MARCHAUNT, William III, of Wycombe, Bucks.

Published in The History of Parliament: the House of Commons 1386-1421, ed. J.S. Roskell, L. Clark, C. Rawcliffe., 1993
Available from Boydell and Brewer

Constituency

Dates

Family and Education

prob. s. of John and Isabel Marchaunt of Wycombe.1

Offices Held

Bailiff, Wycombe 25 Mar. 1390-1.2

Biography

A member of a prolific Wycombe family, Marchaunt is first mentioned in 1386, when he was ordered to produce guarantors that he would not harm William Church, a fellow burgess. In March 1390, he leased from the commonalty two tenements in ‘Le Newelond’ and a house in Crendon Lane, part of the rent for which—as was usual with property held of the borough at this time—was to be paid to the wardens of the local guild of St. Mary. In 1396, Marchaunt acted as a pledge in the manor court of Bassetsbury. By 1410 he held half a virgate of land on this manor, at the unusually low annual rent of 1s., and nine years later he added two more virgates of agricultural land there, one of them containing a tenement called ‘Dawyslond’, for which he paid 20s. p.a. as rent.3 It seems likely, therefore, that Marchaunt, like many of his fellow burgesses, derived at least part of his income from farming.

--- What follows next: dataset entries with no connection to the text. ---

PR #659, opened 2020-01-17
Pull request for datadog-tcp

sileht:
## feat(logging): drop queues contents

This would help for debugging

## feat(logging): allow to config level of STDOUT

It's interesting, to keep error and critical in the console in
additional to external logger that receive everything.

### DIFF
--- a/mergify_engine/config.py
+++ b/mergify_engine/config.py
@@ -16,6 +16,7 @@
 
 import base64
 import distutils.util
+import logging
 import os
 import re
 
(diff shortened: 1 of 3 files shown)


mergify_engine/config.py
```diff
@@ -31,6 +32,13 @@ def CoercedBool(value):
     return bool(distutils.util.strtobool(str(value)))
 
 
+def CoercedLoggingLevel(value):
+    value = value.upper()
+    if value in ("CRITICAL", "ERROR", "WARNING", "INFO", "DEBUG"):
+        return getattr(logging, value)
+    raise ValueError
```
jd:
```suggestion
    raise ValueError(value)
```

PR #667, opened 2020-01-17
docs(examples): revamp existing examples and add some more

jd:
Also increase the menu width to be more readable for the examples section.


doc/source/examples.rst
```diff
@@ -4,26 +4,28 @@
...
 ===============
 
-You can define more specific rules based on the large number of criterias
-available: pull request author, base branch, labels, files, etc.
+Mergify allows you to define a lot of specific rules. There is a large number
+of criterias available to define rues: pull request author, base branch,
+labels, files, etc.
 
-Here's a few example that should help you getting started.
+In this section, we build a few eamples that should help you getting started
```
sileht: eamples -> examples

doc/source/examples.rst
```diff
@@ -4,26 +4,28 @@
...
+and cover many common uses cases.
```
sileht: `uses`,  not `use` ?

PR #683, opened 2020-01-27
fix(commands): warns about wrong account with correct case

### LINKED ISSUE #685: Erroneous logging of wrong name in PR messages
When we referred to @Mergifyio here: https://github.com/flux-framework/flux-core/pull/2678#issuecomment-579024146, it replied with:

```
Command rebase: success

    Branch has been successfully rebased

Hey, I reacted but my real name is @Mergifyio
```

Which is confusing since we used the exact string it printed out to refer to it.  This also happened in this PR (that I found via a DDG search): https://github.com/openupm/openupm/pull/16#issuecomment-570160689

Poking at the mergify-engine code, it looks like [this conditional](https://github.com/Mergifyio/mergify-engine/blob/bf46764e5c454a55b0eaf0bb593686162a4520f7/mergify_engine/tasks/engine/commands_runner.py#L119) checks for a lower case reference of `@mergifyio` but [this error message string](https://github.com/Mergifyio/mergify-engine/blob/bf46764e5c454a55b0eaf0bb593686162a4520f7/mergify_engine/tasks/engine/commands_runner.py#L31) contains the capitalized version `@Mergifyio`.  I suggest at minimum changing the error message to use the lowercase form, but I think a more general solution would be to check for `@mergifyio` in a lower-cased version of the commit message (i.e., `if "@mergifyio" not in comment.lower():`.

jd:
Fixes #685

### DIFF
--- a/mergify_engine/tasks/engine/commands_runner.py
+++ b/mergify_engine/tasks/engine/commands_runner.py
@@ -61,7 +61,7 @@ def spawn_pending_commands_tasks(installation_id, event_type, data, g_pull):
 
     for pending in pendings:
         run_command.s(
-            installation_id, event_type, data, "@mergifyio %s" % pending, rerun=True
+            installation_id, event_type, data, "@Mergifyio %s" % pending, rerun=True
         ).apply_async()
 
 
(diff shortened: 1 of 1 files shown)


jd:
@Mergifyio rebase

PR #684, opened 2020-01-27
fix(commands): only report command name without args

jd:
This fixes the statsd tagging which included arguments rather than just the
command name.

### DIFF
--- a/mergify_engine/tasks/engine/commands_runner.py
+++ b/mergify_engine/tasks/engine/commands_runner.py
@@ -32,14 +32,17 @@ WRONG_ACCOUNT_MESSAGE = "_Hey, I reacted but my real name is @Mergifyio_"
 
 
 def load_action(message):
+    """Load an action from a message.
+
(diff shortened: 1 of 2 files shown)


mergify_engine/tasks/engine/commands_runner.py
```diff
@@ -32,14 +32,16 @@
...
+    :return: A tuple with 2 values: the command name and the action."""
     action_classes = actions.get_commands()
     match = COMMAND_MATCHER.search(message)
     if match and match[1] in action_classes:
         action_class = action_classes[match[1]]
         config = action_class.command_to_config(match[2].strip())
         action = voluptuous.Schema(action_class.get_schema())(config)
-        command = "%s%s" % (match[1], match[2])
-        return command, action
+        return match[1], action
```
sileht: We must return the args here, there are used in user reported messages

jd: Ok, I wasn't sure it was really useful to report the arguments too, but you seem opiniated. :)

PR #1177, opened 2020-06-12
fix: reword delete head branch

jd:
This uses the summary field a bit better.


mergify_engine/actions/delete_head_branch.py
```diff
@@ -39,15 +39,16 @@ def run(self, ctxt, rule, missing_conditions):
                 )
                 if pulls_using_this_branch:
                     return (
-                        "success",
+                        "neutral",
```
sileht, line 42: Using neutral make the action retring again and again.

sileht: since the summary will not change and the PR is not going to received events anymore, this is not a big deal.

jd: Even if it retries, I don't think it's a big deal since it could be that the branch becomes deletable.

PR #1187, opened 2020-06-17
fix(tests): set enough request reviews

sileht:


sileht:
I'm not sure about what we want to test

`will_exceed_max` currently need to at least make two review requests to get the error message.

sileht:
I think it's fine, just wanted your double checking.

jd:
I was not sure either when I wrote the tests. It's a bit tricky because we don't have much users.

PR #1188, opened 2020-06-18
feat: add sponsor link in summary

sileht:


mergify_engine/debug.py
```diff
@@ -112,7 +112,7 @@ def report(url):
 
     pull_raw = client.item(f"pulls/{pull_number}")
     ctxt = context.Context(
-        client, pull_raw, [{"event_type": "mergify-debugger", "data": {}}]
+        client, pull_raw, cached_sub, [{"event_type": "mergify-debugger", "data": {}}]
```
jd, line 115: This sounds ok but unrelated :)

mergify_engine/web.py
```diff
@@ -233,14 +233,19 @@ def PullRequestUrl(v):
...
             data = client.item(f"pulls/{pull_number}")
         except http.HTTPNotFound:
             raise PullRequestUrlInvalid(message=("Pull request '%s' not found" % v))
 
         return context.Context(
-            client, data, [{"event_type": "mergify-simulator", "data": []}]
+            client,
+            data,
+            subscription,
+            [{"event_type": "mergify-simulator", "data": []}],
```
jd, line 248: Wondering how it was working before?

sileht: Sub and sources was missing but unused, so it worked, now it's used so we catch it with our tests.

PR #1213, opened 2020-06-25
Pull request for no-install-id

sileht:
## chore: reset event testing endpoint

testing redis may have data from other tests

### DIFF
--- a/mergify_engine/clients/github.py
+++ b/mergify_engine/clients/github.py
@@ -62,17 +62,24 @@ class CachedToken:
 
 
 class GithubActionAccessTokenAuth(httpx.Auth):
+    def __init__(self):
+        self._installation = {
+            "id": config.ACTION_ID,
+            "permissions_need_to_be_updated": False,
+        }
+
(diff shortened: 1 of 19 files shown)


mergify_engine/clients/github.py
```diff
@@ -100,18 +116,42 @@ def auth_flow(self, request):
...
-        return httpx.Request(
-            "POST",
-            f"{config.GITHUB_API_URL}/app/installations/{self.installation_id}/access_tokens",
-            headers=headers,
+        return httpx.Request(method, url, headers=headers)
+
+    def _set_installation(self, installation_response):
+        if installation_response.status_code == 404:
+            LOG.debug(
+                "mergify not installed",
```
jd, line 141:
```suggestion
                "Mergify is not installed",
```

sileht:
The annoying thing is that Github API with ID is not documented and not all endpoints have an equivalent with ID.

After I dropped install_id, I plan to pass user_id/repo_id everywhere, and then see where we should use ID and where not.

PR #1219, opened 2020-06-26
refactor(worker): introduce StreamUnused

sileht:
This change introduce StreamUnused, so
`_translate_exception_to_retries` can recast some exception to it.

The first candidate is exceptions.MergifyNotInstalled.


jd:
image

mergify_engine/worker.py
```diff
@@ -78,6 +78,10 @@ class StreamRetry(Exception):
     retry_at: datetime.datetime
 
 
+class StreamUnused(Exception):
```
jd, line 81: That does not match the PR title

mergify_engine/worker.py
```diff
@@ -78,6 +78,10 @@ class StreamRetry(Exception):
...
+    pass
```
jd, line 82: maybe put the stream name here?

mergify_engine/worker.py
```diff
@@ -112,31 +116,25 @@ async def push(redis, owner, repo, pull_number, event_type, data):
...
 async def get_pull_for_engine(owner, repo, pull_number, logger):
-    try:
-        async with await github.aget_client(owner, repo) as client:
-            try:
-                pull = await client.item(f"pulls/{pull_number}")
-            except http.HTTPNotFound:
-                # NOTE(sileht): Don't fail if we received even on repo/pull that doesn't exists anymore
-                logger.debug("pull request doesn't exists, skipping it")
-                return
+    async with await github.aget_client(owner, repo) as client:
```
jd, line 119: Are you sure we don't need to catch `MergifyNotInstalled` anymore? :(

sileht: Yes, it shouldn't be here as it's caught later.

But, I see other kind of exceptions that should also be catched later like this one, that show up in Sentry while they should not.

I start thinking something isn't well catched somewhere in `_translate_exception_to_retries` or the `ThreadRunner`

PR #1225, opened 2020-06-29
fix: catch 404 earlier for /installation

sileht:
Fixes: MERGIFY-ENGINE-1PT


mergify_engine/clients/github.py
```diff
@@ -101,6 +101,15 @@ def auth_flow(self, request):
                     installation_response = yield self.build_installation_request(
                         url=installation_response.headers["Location"],
                     )
+                if installation_response.status_code == 404:
+                    LOG.debug(
+                        "mergify not installed or repository not found",
```
jd, line 106:
```suggestion
                        "Mergify not installed or repository not found",
```

PR #1231, opened 2020-06-30
Pull request for fix-logging-issue

sileht:


sileht:
> Do you think it's a bug in daiquiri/logging or the way it's handled?
> I'm surprised because that ought to work. I'm wondering what we do wrong here.

For me, it's related the memleak we have, but i'm not 100% sure.
(I will rewrite the commit message, the statement is a bit wrong)

sileht:
Damn, I just reread my patch, and it's due to a mock.patch I miss to remove in my testing...

sileht:
So I just push the cleanup

PR #1232, opened 2020-06-30
feat(worker): set user in Sentry

jd:


sileht:
I'm merging it for testing, but I'm not sure it works with asyncio.

PR #1235, opened 2020-07-01
Pull request for no-install-id

sileht:
## feat: use owner id for subscription

The subscription endpoint config name have changed to help
to migrate to the new endpoint.

The new config is already set everywhere.

### DIFF
--- a/mergify_engine/clients/github.py
+++ b/mergify_engine/clients/github.py
@@ -64,10 +64,12 @@ class CachedToken:
 
 class GithubActionAccessTokenAuth(httpx.Auth):
     def __init__(self):
-        self._installation = {
+        self.installation = {
             "id": config.ACTION_ID,
             "permissions_need_to_be_updated": False,
         }
+        # TODO(sileht): To be defined when we handle subscription for GitHub Action
+        self.owner_id = 0
 
     def auth_flow(self, request):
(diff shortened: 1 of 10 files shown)


mergify_engine/clients/github.py
```diff
@@ -64,10 +64,12 @@ def invalidate(self):
 
 class GithubActionAccessTokenAuth(httpx.Auth):
     def __init__(self):
-        self._installation = {
+        self.installation = {
             "id": config.ACTION_ID,
             "permissions_need_to_be_updated": False,
         }
+        # TODO(sileht): To be defined when we handle subscription for Github Action
```
jd, line 71:
```suggestion
        # TODO(sileht): To be defined when we handle subscription for GitHub Action
```

mergify_engine/config.py
```diff
@@ -83,7 +83,7 @@ def CommaSeparatedIntList(value):
         voluptuous.Required("GITHUB_API_URL", default="https://api.github.com"): str,
         # Mergify website for subscription
         voluptuous.Required(
-            "SUBSCRIPTION_URL", default="http://localhost:5000/engine/installation/%s"
```
jd, line 86: TODO clear that in prod :)

PR #1273, opened 2020-07-16
fix: detection of pull request closed by GitHub

sileht:


jd:
Should we have a test at some point?

sileht:
I will do another version, while this is needed, the aws bug is not due to this.

PR #1333, opened 2020-08-20
feat(config): support `.github/mergify.yml`

GuillaumeOj:


jd (changes requested):
Documentation should be updated too :)

GuillaumeOj:
The documentation is now update

jd (approved):

PR #1336, opened 2020-08-20
feat(config): update the doc for support '.github/mergify.yml'

GuillaumeOj:


jd (approved):
You can use `docs` as a conventional commit header.

PR #1342, opened 2020-08-26
fix(engine): don't shallow unexpected jinja issue

GuillaumeOj:
We need to reimplement  3e6a737 correctly and more importantly, we should have caught the issue with our tests.


jd:
This is good. I also don't understand why it works and how we break it in the first place.
I suggest keeping this as-is for now. I'll try to spend more time digging into it.

sileht:
I found what I missed, I change `PullRequestRulesSchema` and missed to update`PullRequestRules.from_list`.

I still wonder why no test have catch that.

sileht:
Can we just have the added tests in PR ? Even if they don't catch the issue we are looking for, they are a good addition to the test suite.

GuillaumeOj:
> Can we just have the added tests in PR ? Even if they don't catch the issue we are looking for, they are a good addition to the test suite.

Done

jd (approved):

PR #1345, opened 2020-08-27
fix(black): update files with the new Black's version

GuillaumeOj:


jd (approved):
You'll have to fix your commit message though.

jd (approved):

PR #1350, opened 2020-08-28
feat(dashboard): send 'github_app_authorization' to the dahsboard

GuillaumeOj:


mergify_engine/github_events.py
```diff
@@ -74,6 +74,7 @@ def get_ignore_reason(event_type, data):
         "check_suite",
         "check_run",
         "refresh",
+        "github_app_authorization",
```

Marchaunt witnessed the borough’s electoral returns to the Parliaments of 1419, 1420, 1422 and 1423. He is not heard of after 1425, when he gave up part of his land in Bassetsbury to Roger More*, retaining, however, one virgate and ‘Dawyslond’.4

Ref Volumes: 1386-1421

Author: Charles Kightly

Notes

  • 1. CP25(1)21/103/10.
  • 2. First Ledger Bk. High Wycombe (Bucks. Rec. Soc. xi), 40.
  • 3. CCR, 1385-9, p. 270; First Ledger Bk. 38-40; St. George’s Chapel, Windsor recs. XV/15/1 m. 2; DL29/652/10554; SC6/764/12, 13.
  • 4. C219/12/3, 4; 13/1, 2; Windsor recs. XV/15/1 mm. 9, 10.